= WORK TASK =
Each line of the records below that holds "what" should be returned.

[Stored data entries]
.....
PR #116, opened 2023-03-21
Add an environment class with expressive typing.

joeleu:
This PR adds a class and default for presenting our environment in a more expressive way. It provides easy to use booleans where we can branch specific executions (e.g. the static and media settings). Ideally this will make our various environments easier to use.

### DIFF
--- a/voluncheer/voluncheer/settings.py
+++ b/voluncheer/voluncheer/settings.py
@@ -13,6 +13,8 @@ https://docs.djangoproject.com/en/4.1/ref/settings/
 import os
 from pathlib import Path
 
+from voluncheer.environment import environment
+
 # Build paths inside the project like this: BASE_DIR / 'subdir'.
 BASE_DIR = Path(__file__).resolve().parent.parent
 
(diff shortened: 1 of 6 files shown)


joeleu:
*sigh* I'll address the tests tomorrow.

Hgersten-hash (commented):
This is a smart way to enable three different environment types. As was indicated by the test failure, we need to make it work with sending emails. I think this is because, in your code, the AWS_SES_DOMAIN isn't defined when the environment is local. Maybe, we can have it defined regardless of the environment type, and then check if it's empty in the domain part of the emails?

voluncheer/voluncheer/settings.py
```diff
@@ -153,34 +155,34 @@
...
+if not environment.is_local:
+    EMAIL_BACKEND = "django_ses.SESBackend"
+    AWS_ACCESS_KEY_ID = os.getenv("AWS_SES_ACCESS_KEY")
+    AWS_SECRET_ACCESS_KEY = os.getenv("AWS_SES_SECRET_ACCESS_KEY")
+    AWS_SES_REGION_NAME = os.getenv("AWS_SES_REGION_NAME")
+    AWS_SES_REGION_ENDPOINT = os.getenv("AWS_SES_REGION_ENDPOINT")
+    AWS_SES_DOMAIN = os.getenv("AWS_SES_DOMAIN")
+    DEFAULT_FROM_EMAIL = os.getenv("AWS_SES_FROM_EMAIL")
+else:
+    EMAIL_BACKEND = "django.core.mail.backends.console.EmailBackend"
```
JinweiZhu, line 168: Since the test is failing for import, we can just use placeholder values like "N/A".

joeleu: An empty string is as useful as nonsense so I left it empty. We can't really test email locally right now anyway.

PR #121, opened 2023-03-22
added delete button and save progress when update

JinweiZhu:
Now delete button is on the opportunity board. Also, when you click update, the existing data is shown automatically. I didn't write tests because these are UI change. But if we should let me know. Also, failing CI due to black doesn't seem too right for me when we can correct it immediately.


JinweiZhu:
You have 2 buttons, 1 for update 1 for delete.

Hgersten-hash:
> You have 2 buttons, 1 for update 1 for delete.

I don't think we are putting these on the opportunity board. They belong on the editing form of posting an opportunity. Does that make sense?

JinweiZhu:
I don't think it makes a difference. We can keep it in for right now?

Hgersten-hash:
> I don't think it makes a difference. We can keep it in for right now?

I would rather remove them since Eden is working on the filtering part of the opportunity board and I wouldn't want this to affect that.

JinweiZhu:
I don't think the delete button will have any impact on the filtering. Besides, I don't find having delete right next to the pencil for edit a good UI layout. It's prone to misclick the icon.

dbleek (commented):
Looks great! Mostly had to sift through my own changes because of the rebase :) but deletion and loading previous opportunities looks good.

voluncheer/nuke-and-rebuild-db.sh
```diff
@@ -0,0 +1,18 @@
...
+find . -path "*/migrations/*pycache*"  -delete
+rm db.sqlite3
+#pip uninstall -y Django
+#pip install Django==3.2.8
+git checkout origin/develop -- db.sqlite3
+mv db.sqlite3 dbTemp.sqlite3
+./manage.py makemigrations
+./manage.py migrate
+#Dump data
+sqlite3 dbTemp.sqlite3 ".dump opportunityboard_category" |sqlite3 db.sqlite3
```
dbleek, line 14: Could you explain how this works? Just for my own edification.

EdenWuyifan:
Great work done!!! Thanks for the optimizations, Wayne!!

PR #123, opened 2023-03-23
Retrieve the Google Maps API Key from an environment variable

joeleu:
This environment variable is already set in both our AWS environments.


Hgersten-hash (approved):
Looks good to me! For localhost, we will all need to use our own API key which means we will need to have an env file I assume

PR #124, opened 2023-03-23
Update coveralls to use the v2 action

joeleu:
Using the `v2` GitHub action version is supposed to fix the error we are getting on post submit runs on main:

```
Error: Command failed: git cat-file -p 54f99fbb185008af3eae35e04dfb5e420b19a2a1 fatal: Not a valid object name 54f99fbb185008af3eae35e04dfb5e420b19a2a1
```


Hgersten-hash (approved):
Looks good. Thanks for taking care of this!

PR #125, opened 2023-03-24
Add filter search frontend, fitted the subcategory models

EdenWuyifan:
image

### DIFF
--- a/voluncheer/opportunityboard/tests_views.py
+++ b/voluncheer/opportunityboard/tests_views.py
@@ -1,12 +1,14 @@
 import datetime
 
 from django.test import TestCase
+from django.test.client import RequestFactory
 from django.urls import reverse
 
 from opportunityboard.models import Category
 from opportunityboard.models import Opportunity
 from opportunityboard.models import Subcategory
 from opportunityboard.models import Subsubcategory
+from opportunityboard.views.search import filter_search
 from profiles.models import Organization
 from profiles.models import User
 from profiles.models import UserType
@@ -78,3 +80,19 @@ class OpportunityboardTestCase(TestCase):
         """Tests update_an_opportunity page loads"""
         response = self.client.get(reverse("update_an_opportunity", args=[1]))
         self.assertIn(response.status_code, [200, 302])
+
+    def test_search(self):
+        """Tests update_an_opportunity page loads"""
+        rf = RequestFactory()
+        post_request = rf.post(
+            "/opportunityboard/search",
+            {
+                "category": "Animals",
+                "duration": "<=2 Hours",
+                "choices-single-defaul": "FUSION",
+                "distance": "2.9",
+                "startdates": "03/23/2023 - 03/23/2023",
+            },
+        )
+        response = filter_search(post_request)
+        self.assertEqual(response.status_code, 200)
--- a/voluncheer/opportunityboard/views/search.py
+++ b/voluncheer/opportunityboard/views/search.py
@@ -1,0 +1,60 @@
+import logging
+
+from django.shortcuts import render
+
+from opportunityboard.models import Category
+from opportunityboard.models import Opportunity
+from opportunityboard.models import Subcategory
+from opportunityboard.models import Subsubcategory
+from opportunityboard.views.opportunityboard import category_dict_gen
+
+
+def filter_search(request):
+    if request.method == "POST":
+        filter = parse_search_filter(request.POST)
+        logger = logging.getLogger(__name__)
+        logger.error(filter)
+
+    opportunity_lists = Opportunity.objects.order_by("-pubdate"[:20])
+    cate_output_dict = category_dict_gen()
+    durations = {
+        "One-day": ["<=2 Hours", "2-4 Hours", "Full Day"],
+    }
+    context = {
+        "opportunity_lists": opportunity_lists,
+        "categories": cate_output_dict,
+        "durations": durations,
+    }
+    return render(request, "voluncheer/opportunityboard.html", context)
+
+
+def parse_search_filter(post):
+    """Check if the input filters are valid:
+    category(default empty string)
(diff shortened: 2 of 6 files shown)


voluncheer/opportunityboard/views/search.py
```diff
@@ -0,0 +1,70 @@
...
+    subcategory = Subcategory.objects.filter(name=value).first()
+    if not subcategory:
+        return None, subcategory
+    subsubcategory = Subsubcategory.objects.filter(name=value).first()
+    if not subsubcategory:
+        return None, subsubcategory
+    return subsubcategory, None
+
+
+def duration_is_valid(value):
```
dbleek, line 53: The search errors out if you don't include a duration at all. Users may want to search for category without specifying a duration

dbleek (changes requested):

voluncheer/opportunityboard/views/search.py
```diff
@@ -0,0 +1,70 @@
...
+from opportunityboard.models import Subcategory
+from opportunityboard.models import Subsubcategory
+from opportunityboard.views.opportunityboard import category_dict_gen
+
+
+def filter_search(request):
+    if request.method == "POST":
+        err, category = category_is_valid(request.POST["category"])
+        if err is not None:
+            print(err)
```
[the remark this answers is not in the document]
joeleu: +1 please don't print errors to the console, those go nowhere. We should either surface them to the caller or discard them.

voluncheer/opportunityboard/views/search.py
joeleu: Also please don't leave code in that is either not in use or is commented out. Stash it locally or move it to another commit if you want to keep it around.

Here and below.

joeleu (changes requested):

voluncheer/opportunityboard/tests_views.py
```diff
@@ -78,3 +80,21 @@ def test_update_an_opportunity_page_loads(self):
         """Tests update_an_opportunity page loads"""
         response = self.client.get(reverse("update_an_opportunity", args=[1]))
         self.assertIn(response.status_code, [200, 302])
+
+    def test_search(self):
+        """Tests update_an_opportunity page loads"""
+        ordinary_dict = {
+            "csrfmiddlewaretoken": [
+                "rHoEJiKhW4ka5ycloy2pKcuEO5dPQw0nsW7thvfIxGEr4BAwOTcgyss6Obtvfhby",
```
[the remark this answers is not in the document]
JinweiZhu: Good point.

voluncheer/opportunityboard/views/search.py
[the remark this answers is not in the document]
JinweiZhu: Just throw a django exception or warning.

JinweiZhu (changes requested):
I think Doug and Joe have a few good points, but otherwise it looks good.

voluncheer/opportunityboard/views/search.py
```diff
@@ -0,0 +1,61 @@
...
+    duration(default empty string)
+    distance(default 0)
+    """
+    output = {}
+    try:
+        _, category = category_is_valid(post["category"])
+        output["category"] = category
+    except KeyError:
+        output["category"] = ""
+        pass
```
joeleu, line 43: `pass` doesn't add anything here.

voluncheer/opportunityboard/views/search.py
```diff
@@ -0,0 +1,61 @@
...
+
+
+def category_is_valid(value):
+    """Check if the category is valid
+    Input: value[category_name] -> string
+    Return: error(None), target_object
+    """
+    category = Category.objects.filter(name=value).first()
+    if not category:
+        return None, category
```
joeleu, line 54: This means that we are always returning a falsey `target_object`, right? Is that desirable? Maybe I don't understand what this function is trying to do.

voluncheer/opportunityboard/views/search.py
```diff
@@ -0,0 +1,61 @@
...
+
+def parse_search_filter(post):
+    """Check if the input filters are valid:
+    category(default empty string)
+    duration(default empty string)
+    distance(default 0)
+    """
+    output = {}
+    try:
+        _, category = category_is_valid(post["category"])
```
joeleu, line 39: if you use `post.get("category")` you won't need this error handling.

voluncheer/opportunityboard/views/search.py
```diff
@@ -0,0 +1,61 @@
...
+from opportunityboard.models import Category
+from opportunityboard.models import Opportunity
+from opportunityboard.models import Subcategory
+from opportunityboard.models import Subsubcategory
+from opportunityboard.views.opportunityboard import category_dict_gen
+
+
+def filter_search(request):
+    if request.method == "POST":
+        filter = parse_search_filter(request.POST)
```
joeleu, line 14: It's not clear to me what the `if request.method == "POST"` branch is trying to accomplish. Can you provide a docstring or some kind of indication as to why we are logging an error when the request is a post?

joeleu (changes requested):

voluncheer/opportunityboard/views/search.py
EdenWuyifan: this will be useful as protection after introducing filter search functions. For now it's just a log dump

voluncheer/opportunityboard/views/search.py
EdenWuyifan: Just an error handling when we can't find a match in Category, Subcategory, and Subsubcategory.

voluncheer/db.sqlite3
JinweiZhu, line 1: Don't commit db.sqlite3 now.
.....
= REPLY TO THE EXERCISE =
joeleu, line 54: This means that we are always returning a falsey `target_object`, right? Is that desirable? Maybe I don't understand what this function is trying to do.
joeleu, line 14: It's not clear to me what the `if request.method == "POST"` branch is trying to accomplish. Can you provide a docstring or some kind of indication as to why we are logging an error when the request is a post?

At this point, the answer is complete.